_Import the `pandas`, `numpy`, `train_test_split`, `LogisticRegression`, and `accuracy_score`._

In [1]:
import pandas as pd
import numpy as np
from sklearn.model_selection import train_test_split
from sklearn.linear_model import LogisticRegression
from sklearn.metrics import accuracy_score

## Problem:
An automated answer-rating site marks each post in a community forum website as “good” or “bad” based on the quality of the post. The `quality` CSV file, contains the various types of quality as measured by the tool. Following are the type of qualities that the dataset contains:

i. `num_words`: number of words in the post

ii. `num_characters`: number of characters in the post

iii. `num_misspelled`: number of misspelled words

iv. `bin_end_qmark`: if the post ends with a question mark

v. `num_interrogative`: number of interrogative words in the post

vi. `bin_start_small`: if the answer starts with a lowercase letter. (‘1’ means yes, otherwise no)

vii. `num_sentences`: number of sentences per post

viii. `num_punctuations`: number of punctuation symbols in the post

ix. `label`: the label of the post (‘G’ for good and ‘B’ for bad) as determined by the tool.

Create a logistic regression model to predict the class label from the first eight attributes of the question set. Then try doing the same using two different subsets (your choice) of those eight attributes. Report the accuracies of each of these three models. For the two subsets that you use, provide some justification (why you chose those features in a given subset). As we discussed in the class, it's useful to report not just a single accuracy number for a given model, but either an average accuracy over many runs or a distribution of accuracies over those runs.

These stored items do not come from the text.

PR #1104, opened 2023-08-18
hide get_cpu_infos

Christian-B:
Part of https://github.com/SpiNNakerManchester/SpiNNMan/pull/358

### DIFF
--- a/spinn_front_end_common/interface/abstract_spinnaker_base.py
+++ b/spinn_front_end_common/interface/abstract_spinnaker_base.py
@@ -2268,8 +2268,8 @@ class AbstractSpinnakerBase(ConfigHandler):
         if not unsuccessful_cores:
             for executable_type, core_subsets in \
                     self._data_writer.get_executable_types().items():
-                failed_cores = transceiver.get_cpu_infos(
-                    core_subsets, executable_type.end_state, False)
+                failed_cores = transceiver.get_cores_in_states(
+                    core_subsets, executable_type.end_state)
                 for (x, y, p) in failed_cores:
                     unsuccessful_cores.add_processor(
                         x, y, p, failed_cores.get_cpu_info(x, y, p))
@@ -2301,8 +2301,8 @@ class AbstractSpinnakerBase(ConfigHandler):
             # Extract any written provenance data
             try:
                 transceiver = self._data_writer.get_transceiver()
-                finished_cores = transceiver.get_cpu_infos(
-                    non_rte_core_subsets, CPUState.FINISHED, True)
+                finished_cores = transceiver.get_cores_in_states(
+                    non_rte_core_subsets, CPUState.FINISHED)
                 finished_placements = Placements()
                 for (x, y, p) in finished_cores:
                     try:
--- a/spinn_front_end_common/interface/interface_functions/application_finisher.py
+++ b/spinn_front_end_common/interface/interface_functions/application_finisher.py
@@ -62,16 +62,16 @@ def application_finisher():
                 f"{total_processors} processors went into an error state "
                 "when shutting down")
 
-        successful_cores_finished = txrx.get_cpu_infos(
-            all_core_subsets, CPUState.FINISHED, True)
+        successful_cores_finished = set(txrx.get_cores_in_states(
+            all_core_subsets, CPUState.FINISHED))
 
         txrx.send_signal(app_id, Signal.SYNC0)
         txrx.send_signal(app_id, Signal.SYNC1)
 
         for core_subset in all_core_subsets:
             for processor in core_subset.processor_ids:
-                if not successful_cores_finished.is_core(
-                        core_subset.x, core_subset.y, processor):
+                if (core_subset.x, core_subset.y, processor) not in \
+                        successful_cores_finished:
                     txrx.update_provenance_and_exit(
                         core_subset.x, core_subset.y, processor)
         time.sleep(0.5)
--- a/spinn_front_end_common/interface/interface_functions/chip_provenance_updater.py
+++ b/spinn_front_end_common/interface/interface_functions/chip_provenance_updater.py
@@ -61,15 +61,17 @@ class _ChipProvenanceUpdater(object):
             left_to_do_cores,
             "Forcing error cores to generate provenance data")
 
-        cpu_infos = self.__txrx.get_cpu_infos(
+        bad_cores = self.__txrx.get_cores_in_states(
             self.__all_cores,
-            [CPUState.RUN_TIME_EXCEPTION, CPUState.WATCHDOG, CPUState.IDLE],
-            True)
-        error_cores = cpu_infos.infos_for_state(CPUState.RUN_TIME_EXCEPTION)
-        watchdog_cores = cpu_infos.infos_for_state(CPUState.WATCHDOG)
-        idle_cores = cpu_infos.infos_for_state(CPUState.IDLE)
+            [CPUState.RUN_TIME_EXCEPTION, CPUState.WATCHDOG, CPUState.IDLE])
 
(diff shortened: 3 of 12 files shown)


spinn_front_end_common/interface/abstract_spinnaker_base.py
```diff
@@ -2270,8 +2270,8 @@ def __recover_from_error(self, exception):
         if not unsuccessful_cores:
             for executable_type, core_subsets in \
                     self._data_writer.get_executable_types().items():
-                failed_cores = transceiver.get_cpu_infos(
-                    core_subsets, executable_type.end_state, False)
+                failed_cores = transceiver.get_cores_in_states(
```
rowleya, line 2273: Should this be "not in state" since it was include=False?

spinn_front_end_common/interface/interface_functions/application_finisher.py
```diff
@@ -62,16 +62,16 @@ def application_finisher():
...
 
         txrx.send_signal(app_id, Signal.SYNC0)
         txrx.send_signal(app_id, Signal.SYNC1)
 
         for core_subset in all_core_subsets:
             for processor in core_subset.processor_ids:
-                if not successful_cores_finished.is_core(
-                        core_subset.x, core_subset.y, processor):
+                if (core_subset.x, core_subset.y, processor) not in \
+                        successful_cores_finished:
```
rowleya, line 74: Is that change necessary?  It seems that the function get_cores_in_states returns the same information as get_cpu_infos, but it has now been put in a set instead of using the built-in set...

spinn_front_end_common/interface/interface_functions/chip_provenance_updater.py
```diff
@@ -59,15 +59,17 @@ def _run(self):
...
-        if error_cores or watchdog_cores or idle_cores:
+            [CPUState.RUN_TIME_EXCEPTION, CPUState.WATCHDOG, CPUState.IDLE])
+
+        if bad_cores:
+            error_cores = self.__txrx.get_cores_in_states(
+                self.__all_cores, CPUState.RUN_TIME_EXCEPTION)
+            watchdog_cores = self.__txrx.get_cores_in_states(
+                self.__all_cores, CPUState.WATCHDOG)
+            idle_cores = self.__txrx.get_cores_in_states(
+                self.__all_cores, CPUState.IDLE)
```
rowleya, line 72: Similarly to a previous comment, get_cores_in_states returns the same information as get_cpu_infos so can't you still do the same thing rather than get them all again?

spinn_front_end_common/utilities/emergency_recovery.py
```diff
@@ -34,36 +34,23 @@ def _emergency_state_check():
...
         if rte_count or watchdog_count:
-            states = txrx.get_cpu_infos(
-                None, [CPUState.RUN_TIME_EXCEPTION, CPUState.WATCHDOG], True)
+            bad_cores = txrx.get_cores_in_states(
+                None, [CPUState.RUN_TIME_EXCEPTION, CPUState.WATCHDOG])
             logger.warning(
                 "unexpected core states (rte={}, wdog={})",
                 rte_count, watchdog_count)
-            logger.warning(states.get_status_string())
+            logger.warning("cores {}", set(bad_cores))
```
rowleya, line 42: I think this can still get the status string?

spinn_front_end_common/utilities/emergency_recovery.py
```diff
@@ -34,36 +34,23 @@ def _emergency_state_check():
...
-                        chip.x, chip.y, p)
-                    if info.state in (
-                            CPUState.RUN_TIME_EXCEPTION, CPUState.WATCHDOG):
-                        infos.add_processor(chip.x, chip.y, p, info)
-                except Exception:
-                    errors.append((chip.x, chip.y, p))
-        if len(infos):
-            logger.warning(infos.get_status_string())
+        errors = txrx.get_cores_in_states(
+            CPUState.RUN_TIME_EXCEPTION, CPUState.WATCHDOG)
```
rowleya, line 47: This is a little more subtle - I think the idea was in the case of an error to go chip-by-chip to avoid getting a load of errors all at once

rowleya: Also note errors is when things go wrong in reading the state

spinn_front_end_common/utilities/emergency_recovery.py
```diff
@@ -34,36 +34,23 @@ def _emergency_state_check():
...
         if len(errors) > 10:
             logger.warning(
                 "Could not read information from {} cores", len(errors))
         else:
             logger.warning(
-                "Could not read information from cores {}", errors)
+                "Could not read information from cores {}", set(errors))
```
rowleya, line 53: See above about the change in meaning of errors

spinn_front_end_common/utilities/system_control_logic.py
```diff
@@ -163,13 +163,12 @@ def _load_application(executable_targets, app_id):
     # Check that the binaries have reached a wait state
     count = transceiver.get_core_state_count(app_id, CPUState.READY)
     if count < executable_targets.total_processors:
-        cores_ready = transceiver.get_cpu_infos(
-            executable_targets.all_core_subsets, [CPUState.READY], False)
+        cores_ready = transceiver.get_cores_in_states(
+            executable_targets.all_core_subsets, [CPUState.READY])
```
rowleya, line 167: Interesting - in master this seems to hold "cores_ready" but actually it is "cores_not_ready"...  I think it is meant to show the status of things that are not ready though... (and then it should be able to use the status string)

spinn_front_end_common/utility_models/data_speed_up_packet_gatherer_machine_vertex.py
```diff
@@ -1000,10 +1000,11 @@ def unset_cores_for_data_streaming(self):
                 FecDataView.iterate_monitors())
             try:
                 transceiver = FecDataView.get_transceiver()
-                error_cores = transceiver.get_cpu_infos(
-                    core_subsets, {CPUState.RUNNING}, False)
+                error_cores = transceiver.get_cores_in_states(
+                    core_subsets, {CPUState.RUNNING})
```
rowleya, line 1004: Should be not in state

rowleya (changes requested):
Quite a lot of these changes are hard to test because they only happen on errors which then haven't happened in testing!  I believe that get_cores_in_states and get_cores_not_in_states still return the same thing as get_cpu_infos, so it shouldn't be necessary to wrap them in a set...

spinn_front_end_common/interface/abstract_spinnaker_base.py
Christian-B: agreed

spinn_front_end_common/interface/interface_functions/application_finisher.py
Christian-B: The difference is that get_cpu_infos promises to return a spinnman.model.CPUInfos while get_cores_(not_)in_states only contracts to return an iterable(int, int, int) xyp.   This gives Spinn2 the freedom the have a different "CPUInfos" model

spinn_front_end_common/utilities/emergency_recovery.py
Christian-B: Yes the idea was to go chip by chip. BUT txrx.get_cpu_information_from_core did not support that.
Instead it gets all states and then returns the one wanted.

Christian-B:
Replaced with https://github.com/SpiNNakerManchester/SpiNNMan/pull/366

_First we need to load in the `quality` dataset:_

In [2]:
df_quality = pd.read_csv('quality.csv')

_Prior to building our models, we can change `label` (indicating whether a post was good (`G`) or bad (`B`)) from a string categorical type to a number categorical type. This allows us to transform this variable to be used as a binomial distribution which can then be modeled using logistic regression. We can assign them as follows:_
> _`G` (good)   :   0_

> _`B`  (bad)   :   1_

In [3]:
df_quality["label"] = np.where(df_quality["label"] ==  "B", 1, 0)

***

### _Create a logistic regression model to predict the class label from the first eight attributes_

_First we can seperate the variables into features and label._

In [4]:
features1 = df_quality.drop("S.No.", axis = 1).drop("label", axis = 1)
label = df_quality["label"]

_Next we can split the data into 70% training and 30% testing. Note that `X` represents the features and `y` represents the label._

In [5]:
X_train1, X_test1, y_train1, y_test1 = train_test_split(features1, label, test_size = 0.30)

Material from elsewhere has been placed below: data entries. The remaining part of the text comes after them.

PR #1109, opened 2023-09-14
spalloc_machine may be none

Christian-B:


Christian-B:
spotted and tested locally

PR #1111, opened 2023-09-19
use one transaction for multiple calls

Christian-B:
This is a cherry pick and simplification of idea of using a db transaction longer from https://github.com/SpiNNakerManchester/SpiNNFrontEndCommon/pull/1062

As ProvenanceWriter is designed to be used as a ContextManager (using with)
context_entered starts a transaction
exit commits or rolls back

This depended on the SQLiteDB.connection property to expose the database in a way we did not really intend.
Instead
SQLiteDB 
- no longer has a connection property
- now has start_transaction, commit, rollback and cursor methods
- check to make sure cursor only happens with an open transaction and close only without an open transaction
- has a more light weight inner class _CursorWrapper which does not enter and exit the database

Unit test where added to show that
- commit and rollback are safe even when not expected.
- cursor and the ProvenanceWriter methods that depend on it will fail outside of a with. (id no open transaction)

### DIFF
--- a/spinn_front_end_common/interface/provenance/provenance_writer.py
+++ b/spinn_front_end_common/interface/provenance/provenance_writer.py
@@ -56,7 +56,7 @@ class ProvenanceWriter(BaseDatabase):
         :param str description: Type of value
         :param float the_value: data
         """
-        with self.transaction() as cur:
+        with self.cursor() as cur:
             cur.execute(
                 """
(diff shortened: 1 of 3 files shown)


dkfellows (approved):

Christian-B:
Done as https://github.com/SpiNNakerManchester/SpiNNFrontEndCommon/pull/1112 instead

PR #1113, opened 2023-09-25
Convert our use of SQLite to use RETURNING clauses

dkfellows:
This changes our Python code to use a `RETURNING` clause instead of using the `lastrowid` property, mirroring a change already in the Java code.

Note that this requires that we are running against a new enough Python to support `RETURNING` clauses. I don't know if 3.8 is new enough.


Christian-B:
This looks good assuming it works.

Can we also do something similar with rowcount

May also be an idea to convert the DatabaseReader use of fetchone

PR #1775, opened 2020-07-24
feat: mixing positional and named arguments

katia-energizer:
Added what's new about mixing named and positional arguments; updated functions documentation on this topic

### DIFF
--- a/pages/docs/reference/functions.md
+++ b/pages/docs/reference/functions.md
@@ -166,7 +166,21 @@ reformat(str, wordSeparator = '_')
 ```
 </div>
 
-When a function is called with both positional and named arguments, all the positional arguments should be placed before the first named one. For example, the call `f(1, y = 2)` is allowed, but `f(x = 1, 2)` is not.
+When calling a function with both named and positional arguments, you can mix them in any way. 
+
+<div class="sample" markdown="1" theme="idea" data-highlight-only>
+
+```kotlin
+reformat(str,
+    true,
+    upperCaseFirstLetter = true,
+    false,
+    wordSeparator = '_'
+)
+```
+
+</div>
+
 
 [Variable number of arguments (*vararg*{: .keyword })](#variable-number-of-arguments-varargs) can be passed in the named form by using the **spread** operator:
 
--- a/pages/docs/reference/functions.md
+++ b/pages/docs/reference/functions.md
@@ -9,7 +9,7 @@ title: "Functions: infix, vararg, tailrec"
 
 ## Function declarations
 
-Functions in Kotlin are declared using the *fun*{: .keyword } keyword:
+Functions in Kotlin are declared using the `fun` keyword:
 
 <div class="sample" markdown="1" theme="idea" data-highlight-only>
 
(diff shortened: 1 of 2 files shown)


pages/docs/reference/functions.md
```diff
@@ -123,52 +128,48 @@ fun reformat(str: String,
...
+reformat(str, upperCaseFirstLetter = false, wordSeparator = '_')
 ```
+
 </div>
 
-When a function is called with both positional and named arguments, all the positional arguments should be placed before the first named one. For example, the call `f(1, y = 2)` is allowed, but `f(x = 1, 2)` is not.
 
-[Variable number of arguments (*vararg*{: .keyword })](#variable-number-of-arguments-varargs) can be passed in the named form by using the **spread** operator:
+You can pass a [variable number of arguments (`vararg`)](#variable-number-of-arguments-varargs) with names using the 
+`spread` operator:
```
Wasabi375, line 172: Not sure using a code block for the term *spread* is the best choice here. Maybe change it to italic if we don't like the bold version
```suggestion
*spread* operator:
```

pages/docs/reference/functions.md
```diff
@@ -177,10 +178,11 @@ fun foo(vararg strings: String) { /*...*/ }
 
 foo(strings = *arrayOf("a", "b", "c"))
 ```
+
 </div>
 
-> **On the JVM**: the named argument syntax cannot be used when calling Java functions because Java bytecode does not
-always preserve names of function parameters.
+> **On the JVM**: You can't use the named argument syntax when calling Java functions because Java bytecode does not
+always preserve names of function arguments.
```
Wasabi375, line 185: Parameter is the correct term here. Parameter refers to the definition of the variable in the function header while an argument is the value passed to a a function. 
```suggestion
always preserve names of function parameters.
```

Wasabi375:
Not sure what just happened. My requested changes seem to be displayed twice, at least on my end here. Maybe I somehow commited them twice? I had the PR open in multiple tabs. If so I apologize for the inconvenience 😉

pages/docs/reference/whatsnew14.md
```diff
@@ -53,6 +54,27 @@ described in  [this blog post](https://blog.jetbrains.com/kotlin/2019/12/what-to
...
+
+In Kotlin 1.4, there is no such a limitation anymore - you can mix positional and named arguments as you like.
+
+<div class="sample" markdown="1" theme="idea" data-highlight-only>
+
+```kotlin
+fun f(a: Int, b: Int, c: Int) {}
+
+fun main() {
+f(1, b = 2, 3)
```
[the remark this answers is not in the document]
katia-energizer: Changed the example

pages/docs/reference/functions.md
katia-energizer: We use this formatting .

pages/docs/reference/functions.md
katia-energizer: Let's keep parameters. Thanks!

_Now we can fit a logistic regression model using `X_train1` as the training features and `y_train1` as the training label._

In [6]:
logit_model = LogisticRegression(max_iter = 10000)
model1 = logit_model.fit(X_train1, y_train1)

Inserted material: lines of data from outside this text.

PR #1799, opened 2020-08-03
events july_3 2020

TinaNEs:
third PR in July


templates/pages/books.html
```diff
@@ -7,6 +7,13 @@
         <section class="page-books__section page-books__featured g-9">
             <h2>Featured</h2>
 
+            <h3>Kotlin ile Asenkron Programlama</h3>
```
meilalina, line 10: @TinaNEs please move the book to the end of the list into the "General" section

templates/pages/books.html
```diff
@@ -7,6 +7,13 @@
...
+            <div class="book-lang">en</div>
```
meilalina, line 11: @TinaNEs this book is in Turkish

PR #1816, opened 2020-08-09
Update idioms.md

emendes28:
Update map example / description


p7nov:
Hi!
Thanks for your suggestion. However, your version doesn't keep the meaning: defaultValue is returned in two cases:
- the initial `value` is `null`
- the `transform result(value)`  is `null`
Thus, we can't merge this PR.

Regards, Pavel
Kotlin Technical Writer

PR #1817, opened 2020-08-10
feat: 1.4 whatsnew navigation

p7nov:
Add a TOC and **Back to top** links in **What's New in 1.4**


pages/docs/reference/whatsnew14.md
```diff
@@ -6,6 +6,76 @@ title: "What's New in Kotlin 1.4"
 
 # What's New in Kotlin 1.4
```
katia-energizer, line 7: `1.4.0`

PR #1820, opened 2020-08-11
Update android-overview.md

ssharanyab:
Updated android-overview.md by correcting a grammatical typo error.


p7nov:
Hi! Thanks for your suggestion, but the current text is grammatically correct as well (see [here](https://www.learnersdictionary.com/qa/not-only-but-also), for example). We'll keep the current wording as is because it's what the author wanted to say.

Regards, Pavel
Kotlin Technical Writer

_Then we can use this trained model to make predictions for `label` using `X_test1` as the test data._

In [7]:
pred1 = model1.predict(X_test1)

_Then we can use these predictions (`pred1`) and compare them against the actual values (`y_test1`) to determine the accuracy of this model._

In [8]:
print(accuracy_score(y_test1, pred1))

0.3333333333333333


_However, it is more useful to get an average accuracy. So, we can build a function to do this. This function will take in as an input `n` number of times to iterate through the process (spliting the data, training the model, making predictions, and finding the accuracy), `features` to represent which variables to be included as features, and `labels` to indicate which variable to be included as the label. Having the second two as inputs allows this function to become more versitile so that we can use it for the next two parts._

In [9]:
def get_avg_accuracy(n, features, labels):
    tot = 0
    for i in range(0, n):
        X_train, X_test, y_train, y_test = train_test_split(features, labels, test_size = 0.30)
        logit_model.fit(X_train, y_train)
        pred = logit_model.predict(X_test)
        tot = tot + accuracy_score(y_test, pred)
    return(tot/n)

_Using this function, we can then find the average accuracy of the model for 100 iterations given the features and label indicated above (`features1` and `label`)._

In [10]:
get_avg_accuracy(100, features1, label)

0.6455555555555555

_Hence, the number above represents the average accuracy of the logistic regression model that predicts the class label from the first eight attributes._

***

### _Create a logistic regression model to predict the class label from the spelling, captilization, and grammar,  attributes_

_When looking at the eight attributes, I noticed that they can be categorized based on different aspects. One such category that can be made could include `num_misspelled`, `bin_start_small`, and `num_punctuations`. These variables all relatively relate to how well a user knows these basic English structures or whether they cared to include them. Hence, these three variables may be useful to model the quality of a post._

_First we can assign these three variables as features. Since the label will be the same as above, we do not need to recreate this variable._

In [11]:
features2 = df_quality.drop("S.No.", axis = 1).drop("num_words", axis = 1).drop("num_characters", axis = 1).drop("bin_end_qmark", axis = 1).drop("num_interrogative", axis = 1).drop("num_sentences", axis = 1).drop("label", axis = 1)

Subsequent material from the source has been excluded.